- TASK DIRECTIONS:
The response must be a precise copy of the records that follow.

- THE DATA:
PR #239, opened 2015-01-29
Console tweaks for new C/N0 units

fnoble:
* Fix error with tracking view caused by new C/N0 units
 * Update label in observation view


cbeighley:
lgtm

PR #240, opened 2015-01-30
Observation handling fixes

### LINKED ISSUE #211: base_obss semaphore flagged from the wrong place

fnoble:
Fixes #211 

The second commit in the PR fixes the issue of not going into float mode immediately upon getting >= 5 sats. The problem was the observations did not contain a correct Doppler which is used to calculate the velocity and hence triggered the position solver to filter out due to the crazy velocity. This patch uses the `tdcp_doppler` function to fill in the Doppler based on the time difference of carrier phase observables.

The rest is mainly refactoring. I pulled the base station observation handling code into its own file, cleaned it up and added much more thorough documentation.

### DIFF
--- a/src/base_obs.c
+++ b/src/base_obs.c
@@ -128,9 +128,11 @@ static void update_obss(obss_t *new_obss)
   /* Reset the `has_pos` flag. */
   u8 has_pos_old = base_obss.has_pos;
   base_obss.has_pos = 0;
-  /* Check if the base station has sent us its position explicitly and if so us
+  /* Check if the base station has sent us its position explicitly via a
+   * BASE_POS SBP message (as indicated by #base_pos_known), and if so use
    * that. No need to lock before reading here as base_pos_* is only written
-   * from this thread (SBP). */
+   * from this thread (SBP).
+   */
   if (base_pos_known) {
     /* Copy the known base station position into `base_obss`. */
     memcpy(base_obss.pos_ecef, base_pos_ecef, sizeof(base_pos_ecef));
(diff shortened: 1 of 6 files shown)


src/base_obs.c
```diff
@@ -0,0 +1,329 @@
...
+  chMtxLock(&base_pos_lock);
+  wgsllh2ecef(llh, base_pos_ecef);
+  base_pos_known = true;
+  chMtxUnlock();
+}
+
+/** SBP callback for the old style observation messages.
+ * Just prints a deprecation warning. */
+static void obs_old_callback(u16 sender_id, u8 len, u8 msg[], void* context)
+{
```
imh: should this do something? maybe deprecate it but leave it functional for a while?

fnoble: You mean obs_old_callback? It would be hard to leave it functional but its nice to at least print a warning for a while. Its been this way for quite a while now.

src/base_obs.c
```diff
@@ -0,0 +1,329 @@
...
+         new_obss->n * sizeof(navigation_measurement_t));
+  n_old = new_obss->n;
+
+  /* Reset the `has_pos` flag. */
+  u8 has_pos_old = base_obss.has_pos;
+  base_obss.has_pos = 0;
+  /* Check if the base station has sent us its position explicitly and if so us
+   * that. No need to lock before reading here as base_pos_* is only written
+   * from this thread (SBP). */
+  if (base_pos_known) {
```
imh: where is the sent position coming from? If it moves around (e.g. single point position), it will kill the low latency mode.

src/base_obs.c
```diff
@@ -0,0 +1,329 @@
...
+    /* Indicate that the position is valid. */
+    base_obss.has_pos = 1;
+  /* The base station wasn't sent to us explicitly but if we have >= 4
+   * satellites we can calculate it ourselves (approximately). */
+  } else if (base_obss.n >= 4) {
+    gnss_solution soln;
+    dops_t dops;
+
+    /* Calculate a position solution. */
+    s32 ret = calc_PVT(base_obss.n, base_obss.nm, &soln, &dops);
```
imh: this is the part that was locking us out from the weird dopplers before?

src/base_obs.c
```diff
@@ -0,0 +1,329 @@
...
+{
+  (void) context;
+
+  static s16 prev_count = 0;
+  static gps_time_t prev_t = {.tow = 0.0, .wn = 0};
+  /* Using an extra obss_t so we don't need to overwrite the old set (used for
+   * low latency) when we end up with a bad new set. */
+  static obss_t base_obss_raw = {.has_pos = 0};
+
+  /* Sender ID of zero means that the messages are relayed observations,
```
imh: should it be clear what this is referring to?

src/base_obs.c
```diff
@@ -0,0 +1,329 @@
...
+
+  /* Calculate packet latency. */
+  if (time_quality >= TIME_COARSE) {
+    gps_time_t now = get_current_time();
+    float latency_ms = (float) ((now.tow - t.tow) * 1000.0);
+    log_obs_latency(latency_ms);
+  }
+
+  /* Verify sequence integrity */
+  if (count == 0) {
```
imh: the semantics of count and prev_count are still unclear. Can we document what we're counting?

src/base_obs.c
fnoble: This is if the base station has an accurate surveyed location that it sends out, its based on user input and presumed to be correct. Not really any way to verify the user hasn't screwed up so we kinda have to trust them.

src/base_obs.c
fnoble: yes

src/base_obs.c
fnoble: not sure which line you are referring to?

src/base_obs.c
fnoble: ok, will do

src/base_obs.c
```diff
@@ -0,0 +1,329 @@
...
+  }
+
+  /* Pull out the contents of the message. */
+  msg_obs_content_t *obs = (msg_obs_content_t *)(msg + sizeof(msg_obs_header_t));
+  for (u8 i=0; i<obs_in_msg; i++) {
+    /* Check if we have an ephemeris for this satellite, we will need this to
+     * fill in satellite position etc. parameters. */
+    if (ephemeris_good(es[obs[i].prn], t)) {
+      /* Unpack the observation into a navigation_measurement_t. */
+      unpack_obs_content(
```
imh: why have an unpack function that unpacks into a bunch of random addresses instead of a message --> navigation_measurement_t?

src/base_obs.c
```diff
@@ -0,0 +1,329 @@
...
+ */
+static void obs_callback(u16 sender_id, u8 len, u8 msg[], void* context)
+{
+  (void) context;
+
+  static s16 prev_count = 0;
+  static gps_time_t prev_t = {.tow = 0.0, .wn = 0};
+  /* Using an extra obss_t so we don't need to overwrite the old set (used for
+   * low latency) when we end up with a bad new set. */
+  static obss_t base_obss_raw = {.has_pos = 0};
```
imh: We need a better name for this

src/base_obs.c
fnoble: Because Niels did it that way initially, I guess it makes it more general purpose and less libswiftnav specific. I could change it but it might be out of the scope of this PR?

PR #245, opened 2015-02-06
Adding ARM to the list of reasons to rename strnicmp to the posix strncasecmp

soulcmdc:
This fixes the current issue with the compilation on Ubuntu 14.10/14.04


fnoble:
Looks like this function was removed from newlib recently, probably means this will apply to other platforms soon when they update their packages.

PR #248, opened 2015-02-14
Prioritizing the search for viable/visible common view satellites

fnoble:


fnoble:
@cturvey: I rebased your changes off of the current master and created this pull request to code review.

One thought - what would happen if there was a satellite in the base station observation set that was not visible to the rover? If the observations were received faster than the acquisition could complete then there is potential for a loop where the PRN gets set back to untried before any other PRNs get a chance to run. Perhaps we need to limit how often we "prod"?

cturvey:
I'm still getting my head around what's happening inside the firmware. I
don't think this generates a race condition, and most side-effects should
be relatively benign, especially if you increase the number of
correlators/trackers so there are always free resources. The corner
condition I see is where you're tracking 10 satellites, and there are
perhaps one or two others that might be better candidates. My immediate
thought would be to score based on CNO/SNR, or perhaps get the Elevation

- TASK OUTPUT:
PR #239, opened 2015-01-29
Console tweaks for new C/N0 units

fnoble:
* Fix error with tracking view caused by new C/N0 units
 * Update label in observation view


cbeighley:
lgtm

PR #240, opened 2015-01-30
Observation handling fixes

### LINKED ISSUE #211: base_obss semaphore flagged from the wrong place

fnoble:
Fixes #211 

The second commit in the PR fixes the issue of not going into float mode immediately upon getting >= 5 sats. The problem was the observations did not contain a correct Doppler which is used to calculate the velocity and hence triggered the position solver to filter out due to the crazy velocity. This patch uses the `tdcp_doppler` function to fill in the Doppler based on the time difference of carrier phase observables.

The rest is mainly refactoring. I pulled the base station observation handling code into its own file, cleaned it up and added much more thorough documentation.

### DIFF
--- a/src/base_obs.c
+++ b/src/base_obs.c
@@ -128,9 +128,11 @@ static void update_obss(obss_t *new_obss)
   /* Reset the `has_pos` flag. */
   u8 has_pos_old = base_obss.has_pos;
   base_obss.has_pos = 0;
-  /* Check if the base station has sent us its position explicitly and if so us
+  /* Check if the base station has sent us its position explicitly via a
+   * BASE_POS SBP message (as indicated by #base_pos_known), and if so use
    * that. No need to lock before reading here as base_pos_* is only written
-   * from this thread (SBP). */
+   * from this thread (SBP).
+   */
   if (base_pos_known) {
     /* Copy the known base station position into `base_obss`. */
     memcpy(base_obss.pos_ecef, base_pos_ecef, sizeof(base_pos_ecef));
(diff shortened: 1 of 6 files shown)


src/base_obs.c
```diff
@@ -0,0 +1,329 @@
...
+  chMtxLock(&base_pos_lock);
+  wgsllh2ecef(llh, base_pos_ecef);
+  base_pos_known = true;
+  chMtxUnlock();
+}
+
+/** SBP callback for the old style observation messages.
+ * Just prints a deprecation warning. */
+static void obs_old_callback(u16 sender_id, u8 len, u8 msg[], void* context)
+{
```
imh: should this do something? maybe deprecate it but leave it functional for a while?

fnoble: You mean obs_old_callback? It would be hard to leave it functional but its nice to at least print a warning for a while. Its been this way for quite a while now.

src/base_obs.c
```diff
@@ -0,0 +1,329 @@
...
+         new_obss->n * sizeof(navigation_measurement_t));
+  n_old = new_obss->n;
+
+  /* Reset the `has_pos` flag. */
+  u8 has_pos_old = base_obss.has_pos;
+  base_obss.has_pos = 0;
+  /* Check if the base station has sent us its position explicitly and if so us
+   * that. No need to lock before reading here as base_pos_* is only written
+   * from this thread (SBP). */
+  if (base_pos_known) {
```
imh: where is the sent position coming from? If it moves around (e.g. single point position), it will kill the low latency mode.

src/base_obs.c
```diff
@@ -0,0 +1,329 @@
...
+    /* Indicate that the position is valid. */
+    base_obss.has_pos = 1;
+  /* The base station wasn't sent to us explicitly but if we have >= 4
+   * satellites we can calculate it ourselves (approximately). */
+  } else if (base_obss.n >= 4) {
+    gnss_solution soln;
+    dops_t dops;
+
+    /* Calculate a position solution. */
+    s32 ret = calc_PVT(base_obss.n, base_obss.nm, &soln, &dops);
```
imh: this is the part that was locking us out from the weird dopplers before?

src/base_obs.c
```diff
@@ -0,0 +1,329 @@
...
+{
+  (void) context;
+
+  static s16 prev_count = 0;
+  static gps_time_t prev_t = {.tow = 0.0, .wn = 0};
+  /* Using an extra obss_t so we don't need to overwrite the old set (used for
+   * low latency) when we end up with a bad new set. */
+  static obss_t base_obss_raw = {.has_pos = 0};
+
+  /* Sender ID of zero means that the messages are relayed observations,
```
imh: should it be clear what this is referring to?

src/base_obs.c
```diff
@@ -0,0 +1,329 @@
...
+
+  /* Calculate packet latency. */
+  if (time_quality >= TIME_COARSE) {
+    gps_time_t now = get_current_time();
+    float latency_ms = (float) ((now.tow - t.tow) * 1000.0);
+    log_obs_latency(latency_ms);
+  }
+
+  /* Verify sequence integrity */
+  if (count == 0) {
```
imh: the semantics of count and prev_count are still unclear. Can we document what we're counting?

src/base_obs.c
fnoble: This is if the base station has an accurate surveyed location that it sends out, its based on user input and presumed to be correct. Not really any way to verify the user hasn't screwed up so we kinda have to trust them.

src/base_obs.c
fnoble: yes

src/base_obs.c
fnoble: not sure which line you are referring to?

src/base_obs.c
fnoble: ok, will do

src/base_obs.c
```diff
@@ -0,0 +1,329 @@
...
+  }
+
+  /* Pull out the contents of the message. */
+  msg_obs_content_t *obs = (msg_obs_content_t *)(msg + sizeof(msg_obs_header_t));
+  for (u8 i=0; i<obs_in_msg; i++) {
+    /* Check if we have an ephemeris for this satellite, we will need this to
+     * fill in satellite position etc. parameters. */
+    if (ephemeris_good(es[obs[i].prn], t)) {
+      /* Unpack the observation into a navigation_measurement_t. */
+      unpack_obs_content(
```
imh: why have an unpack function that unpacks into a bunch of random addresses instead of a message --> navigation_measurement_t?

src/base_obs.c
```diff
@@ -0,0 +1,329 @@
...
+ */
+static void obs_callback(u16 sender_id, u8 len, u8 msg[], void* context)
+{
+  (void) context;
+
+  static s16 prev_count = 0;
+  static gps_time_t prev_t = {.tow = 0.0, .wn = 0};
+  /* Using an extra obss_t so we don't need to overwrite the old set (used for
+   * low latency) when we end up with a bad new set. */
+  static obss_t base_obss_raw = {.has_pos = 0};
```
imh: We need a better name for this

src/base_obs.c
fnoble: Because Niels did it that way initially, I guess it makes it more general purpose and less libswiftnav specific. I could change it but it might be out of the scope of this PR?

PR #245, opened 2015-02-06
Adding ARM to the list of reasons to rename strnicmp to the posix strncasecmp

soulcmdc:
This fixes the current issue with the compilation on Ubuntu 14.10/14.04


fnoble:
Looks like this function was removed from newlib recently, probably means this will apply to other platforms soon when they update their packages.

PR #248, opened 2015-02-14
Prioritizing the search for viable/visible common view satellites

fnoble:


fnoble:
@cturvey: I rebased your changes off of the current master and created this pull request to code review.

One thought - what would happen if there was a satellite in the base station observation set that was not visible to the rover? If the observations were received faster than the acquisition could complete then there is potential for a loop where the PRN gets set back to untried before any other PRNs get a chance to run. Perhaps we need to limit how often we "prod"?

cturvey:
I'm still getting my head around what's happening inside the firmware. I
don't think this generates a race condition, and most side-effects should
be relatively benign, especially if you increase the number of
correlators/trackers so there are always free resources. The corner
condition I see is where you're tracking 10 satellites, and there are
perhaps one or two others that might be better candidates. My immediate
thought would be to score based on CNO/SNR, or perhaps get the Elevation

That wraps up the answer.